The Edelweiss Pirates by Step on Stage Productions

by Ayub Khan Din

GERMANY 1943. The Second World War rages into its fourth year. All internal opposition has been viciously silenced and the population follow blindly behind Adolf Hitler and his policies of total war and domination.

Though the majority of young Germans have been brainwashed into Nazi party policies from an early age, others are becoming disgruntled by the lack of basic freedoms, tired of every aspects of their lives being dictated by the state; from what they are allowed to do in their free time, to who is acceptable to the Nazi state, to call a friend.

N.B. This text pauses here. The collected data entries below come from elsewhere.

PR #1176, opened 2026-06-08
[PM-34719] Add Send functionality to rust CLI

adudek-bw:
## 🎟️ Tracking

https://bitwarden.atlassian.net/browse/PM-34719

## 📔 Objective

Add Send functionality to Rust CLI

Not all functionality is there. Current functionality status:

  │       Subcommand              │                                    Status                                    │
  │ bw send <data> shortcut │ ✅ Wired (text sends)                                                        │
  │ send list                             │ ✅ Wired                                                                     │
  │ send template <object>  │ ✅ Wired (runs unauthenticated)                                              │
  │ send get <id>           │ ⚠️  Wired except --output for file sends (file-decrypt write-to-disk is TODO) │
  │ send create             │ ⚠️  Text wired; file create returns explicit "not yet implemented" error      │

Around Germany, small groups of youth form themselves into societies. Some just to listen and dance to banned music and be with like minded teenagers. Others are becoming more aware that it is they, the youth of the country, who have to start resisting the Nazis, in whatever what they can. One such group are THE EDELWEISS PIRATES of Cologne.

A group who have found the courage to say no, enough is enough. There are still people in Germany with a conscience and moral convictions to stand up to the regime even though they may have to pay a terrible price for their convictions.


Ayub Khan Din was born in 1961 and grew up in Salford. After leaving school he worked briefly as a hairdresser before enrolling in drama school, where he wrote his first stage play, East is East (1997), for Tamasha Theatre Company. It was first staged at the Royal Court Theatre in London and has been produced many times since. It was subsequently adapted by Ayub into a highly successful feature film. Both play and film have won numerous awards including Evening Standard Best Film Award, the Writers’ Guild Award for Best New Writer, Best West End Play and the John Whiting Award for Best Stage Play. West Is West, a sequel film, was released in 2010.

Other plays include All the Way Home, produced at the Lowry Theatre, Salford and Rafta Rafta (2007), an adaptation of Bill Naughton’s 1960s story All in Good Time, which was first produced at the National Theatre, London and then by the New Group in New York. Rafta Rafta won a Laurence Olivier Award for Best New Comedy in 2008. Ayub’s screen adaptation of All in Good Time was released as a feature film in 2012.